I connect the cpu and all i get is a black screen, doesn't turn off or anything. I pop the old processor in and it works fine again. Is there anything else I need to do?

I have version 5.23 bios installed. Please any help would be great.


----------



## Prophet (Oct 24, 2004)

try to clr the cmos with new cpu in and 1 stick of ram.


----------



## Doby (Jan 17, 2006)

Is that the latest bios? if not try upgrading to the latest, Did you clear the cmos after installing the new processor?

EDIT Prophet beat me to it again, darn he's good


----------



## romeostylez13 (Aug 7, 2010)

yes thats the latest bios that i found. Havent cleared the cmos. I will try that with 1 stick of ram like you said, with the new processor installed. I will get back to you guys if it doesnt work. thanks for the help


----------



## romeostylez13 (Aug 7, 2010)

i have the latest bios. I tried to clear the cmos with the new chip in and 1 stick of ram. Still the same thing. Hopefully i am doing it right. It still powers on, but nothing on the screen whatsover.
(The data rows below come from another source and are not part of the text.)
PR #115, opened 2025-12-23
Feature / Enable CORS for Web API

gebeto:
## Summary

Enable CORS to be able to use API from any web service. It is going to be used by:
https://github.com/gebeto/crosspoint-web-manager

## Additional Context

Currently this Web UI is in development, and there are just some dummy data, but you can use it with your existing device right now, just use link like this, and put your device IP there. But first you need to use this firmware with enabled CORS, otherwise it is not going to work:

https://gebeto.github.io/crosspoint-web-manager/?api_url=http://{YOUR_DEVICE_IP}


gebeto:
No need for CORS, because there are another way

i followed the directions on http://h10025.www1.hp.com/ewfrf/wc/document?lc=en&dlc=en&cc=us&docname=c00864946#N1308

Any other ideas or if im doing something wrong?


----------



## romeostylez13 (Aug 7, 2010)

when i went back into the bios the time was the same. was that suppose to changed if i cleared the cmos?


----------



## linderman (May 20, 2005)

yes / if the bios was cleared successsfully the date and time would be wrong


----------



## romeostylez13 (Aug 7, 2010)

just removed the cmos battery and same thing :sigh: i dont know what im doing wrong


----------



## Doby (Jan 17, 2006)

Is the computer unplugged when you clear the cmos? It should be


----------



## romeostylez13 (Aug 7, 2010)

yes the computer is unplugged. I pulled out the battery, waited a few minutes and put it back in. The time was reset to 2007. Is there a certain time I am suppose leave the battery out before it all clears? is that what im doing wrong?


----------



## linderman (May 20, 2005)

if the date went back to 2007 then you have achieved the cmos clearing


----------



## Wrench97 (May 10, 2008)

The C2D E6700 2.66Gig(Conroe Core) is not the same CPU as the 3.2gig Pentium Dual Core E6700
The Pentium D/C E6700(Wolfdale Core) will not run in that board.


----------



## linderman (May 20, 2005)

wrench97 said:


> The C2D E6700 2.66Gig(Conroe Core) is not the same CPU as the 3.2gig Pentium Dual Core E6700
> The Pentium D/C E6700(Wolfdale Core) will not run in that board.




*good catch Wrench!* ray:


the conroe core is 1066mhz FSB and 65watts

the wolfdale cores is 1333mhz and 45watts which means a whole revamped voltage regulator compared to the strictly conroe boards


----------



## romeostylez13 (Aug 7, 2010)

BX80571E6700

http://www.tigerdirect.com/applicat...?EdpNo=6307266&csid=ITD&body=MAIN#detailspecs


This is the exact processor I purchased. It does say Bus Speed 1066Mhz and Wattage 65w.


On the board site:
Processor upgrade information
Socket type: 775
Motherboard supports the following processor upgrades:
* Core 2 Duo E6x00 (C) up to E6700
Front-side bus speed
* 533 MHz, 800 MHz, 1066 MHz (processor dependent)


----------



## linderman (May 20, 2005)

my error


the cpu you need is here 

http://www.newegg.com/Product/Product.aspx?Item=N82E16819115002

its a 65nm "die" size cpu (not watts like my earlier error)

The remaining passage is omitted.